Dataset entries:
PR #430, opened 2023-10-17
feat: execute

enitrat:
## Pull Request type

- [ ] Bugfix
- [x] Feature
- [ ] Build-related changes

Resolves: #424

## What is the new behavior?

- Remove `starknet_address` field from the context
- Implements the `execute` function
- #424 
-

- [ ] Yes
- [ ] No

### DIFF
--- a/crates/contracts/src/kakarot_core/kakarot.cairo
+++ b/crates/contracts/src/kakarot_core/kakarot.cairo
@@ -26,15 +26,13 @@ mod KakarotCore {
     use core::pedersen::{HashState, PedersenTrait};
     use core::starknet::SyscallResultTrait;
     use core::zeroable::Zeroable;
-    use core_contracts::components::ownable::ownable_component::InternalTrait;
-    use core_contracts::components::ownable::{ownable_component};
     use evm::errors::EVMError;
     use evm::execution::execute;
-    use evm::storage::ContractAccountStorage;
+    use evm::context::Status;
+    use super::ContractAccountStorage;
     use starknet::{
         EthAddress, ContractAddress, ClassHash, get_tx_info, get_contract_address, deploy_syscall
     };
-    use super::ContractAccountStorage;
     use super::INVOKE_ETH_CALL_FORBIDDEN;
==
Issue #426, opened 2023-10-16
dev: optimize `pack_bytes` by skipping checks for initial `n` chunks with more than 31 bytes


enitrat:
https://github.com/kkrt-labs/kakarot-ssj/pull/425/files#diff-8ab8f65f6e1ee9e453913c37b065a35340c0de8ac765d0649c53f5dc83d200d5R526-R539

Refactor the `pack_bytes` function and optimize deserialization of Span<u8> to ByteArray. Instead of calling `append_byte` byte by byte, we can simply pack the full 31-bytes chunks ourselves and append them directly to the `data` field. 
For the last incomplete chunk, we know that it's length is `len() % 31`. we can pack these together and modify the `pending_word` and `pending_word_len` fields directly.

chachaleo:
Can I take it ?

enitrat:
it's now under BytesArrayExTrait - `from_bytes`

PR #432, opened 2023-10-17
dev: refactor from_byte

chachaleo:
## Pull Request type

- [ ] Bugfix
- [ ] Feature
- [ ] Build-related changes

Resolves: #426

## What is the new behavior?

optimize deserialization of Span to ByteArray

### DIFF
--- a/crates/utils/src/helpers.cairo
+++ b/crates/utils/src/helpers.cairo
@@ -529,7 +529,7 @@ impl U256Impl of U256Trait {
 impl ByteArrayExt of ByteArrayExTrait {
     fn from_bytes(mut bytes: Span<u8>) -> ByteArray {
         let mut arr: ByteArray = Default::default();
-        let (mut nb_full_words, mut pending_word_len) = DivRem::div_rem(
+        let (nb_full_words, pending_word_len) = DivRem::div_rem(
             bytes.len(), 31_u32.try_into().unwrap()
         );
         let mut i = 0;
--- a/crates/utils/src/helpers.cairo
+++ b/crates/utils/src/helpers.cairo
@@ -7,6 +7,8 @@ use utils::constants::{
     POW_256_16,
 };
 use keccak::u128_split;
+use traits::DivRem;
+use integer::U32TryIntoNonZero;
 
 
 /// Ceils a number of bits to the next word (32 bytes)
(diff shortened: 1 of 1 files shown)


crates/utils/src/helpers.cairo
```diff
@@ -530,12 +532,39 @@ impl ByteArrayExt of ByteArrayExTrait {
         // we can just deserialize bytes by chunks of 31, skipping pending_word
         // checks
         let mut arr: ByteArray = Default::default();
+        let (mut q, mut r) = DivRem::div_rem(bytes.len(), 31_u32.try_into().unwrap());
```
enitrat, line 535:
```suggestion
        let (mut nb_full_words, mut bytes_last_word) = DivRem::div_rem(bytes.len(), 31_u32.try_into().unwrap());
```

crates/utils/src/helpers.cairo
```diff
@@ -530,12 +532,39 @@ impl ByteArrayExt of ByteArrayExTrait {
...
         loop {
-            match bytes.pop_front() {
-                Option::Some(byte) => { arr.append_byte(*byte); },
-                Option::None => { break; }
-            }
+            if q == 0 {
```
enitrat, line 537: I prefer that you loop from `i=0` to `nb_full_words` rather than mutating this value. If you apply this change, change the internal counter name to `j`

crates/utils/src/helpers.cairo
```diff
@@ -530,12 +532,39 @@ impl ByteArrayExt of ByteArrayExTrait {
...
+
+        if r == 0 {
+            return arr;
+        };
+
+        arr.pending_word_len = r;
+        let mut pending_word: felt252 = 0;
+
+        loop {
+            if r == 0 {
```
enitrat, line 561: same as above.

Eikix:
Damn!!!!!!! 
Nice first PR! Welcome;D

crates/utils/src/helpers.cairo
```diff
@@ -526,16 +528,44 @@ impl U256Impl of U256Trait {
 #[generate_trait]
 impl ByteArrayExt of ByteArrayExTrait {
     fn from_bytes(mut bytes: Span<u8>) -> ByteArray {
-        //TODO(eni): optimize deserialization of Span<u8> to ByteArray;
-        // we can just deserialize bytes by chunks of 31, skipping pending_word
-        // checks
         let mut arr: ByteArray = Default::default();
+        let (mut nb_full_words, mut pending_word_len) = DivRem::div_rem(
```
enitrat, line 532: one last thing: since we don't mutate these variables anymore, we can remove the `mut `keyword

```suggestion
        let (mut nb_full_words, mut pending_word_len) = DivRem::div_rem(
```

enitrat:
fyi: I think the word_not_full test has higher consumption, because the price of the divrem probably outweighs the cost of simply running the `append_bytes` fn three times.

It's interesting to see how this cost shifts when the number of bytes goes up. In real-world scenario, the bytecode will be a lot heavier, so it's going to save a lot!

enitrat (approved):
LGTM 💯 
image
* * *
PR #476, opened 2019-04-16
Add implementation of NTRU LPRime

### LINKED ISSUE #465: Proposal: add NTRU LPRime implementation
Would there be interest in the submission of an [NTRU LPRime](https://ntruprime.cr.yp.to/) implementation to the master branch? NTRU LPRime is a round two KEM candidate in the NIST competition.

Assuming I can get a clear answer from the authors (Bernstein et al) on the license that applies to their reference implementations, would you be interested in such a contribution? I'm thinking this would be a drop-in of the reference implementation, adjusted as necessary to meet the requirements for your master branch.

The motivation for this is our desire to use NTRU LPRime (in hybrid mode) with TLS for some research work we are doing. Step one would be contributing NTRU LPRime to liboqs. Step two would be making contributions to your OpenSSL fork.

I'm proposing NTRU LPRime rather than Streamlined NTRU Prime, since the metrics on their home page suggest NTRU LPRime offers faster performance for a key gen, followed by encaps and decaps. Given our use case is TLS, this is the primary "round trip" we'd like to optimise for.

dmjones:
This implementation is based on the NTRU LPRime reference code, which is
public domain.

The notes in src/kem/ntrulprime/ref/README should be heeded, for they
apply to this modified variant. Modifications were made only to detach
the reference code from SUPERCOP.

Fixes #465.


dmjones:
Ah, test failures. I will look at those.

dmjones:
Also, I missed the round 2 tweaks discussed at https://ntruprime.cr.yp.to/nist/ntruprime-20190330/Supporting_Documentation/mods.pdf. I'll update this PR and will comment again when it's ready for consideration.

→ **About this exercise**
Exactly the lines above from the one with "the reference code from SUPERCOP." to the one with "Also, I missed", both included, are to be quoted; leave the rest out.

→ **Solution to this exercise**
the reference code from SUPERCOP.

Fixes #465.


dmjones:
Ah, test failures. I will look at those.

dmjones:
Also, I missed the round 2 tweaks discussed at https://ntruprime.cr.yp.to/nist/ntruprime-20190330/Supporting_Documentation/mods.pdf. I'll update this PR and will comment again when it's ready for consideration.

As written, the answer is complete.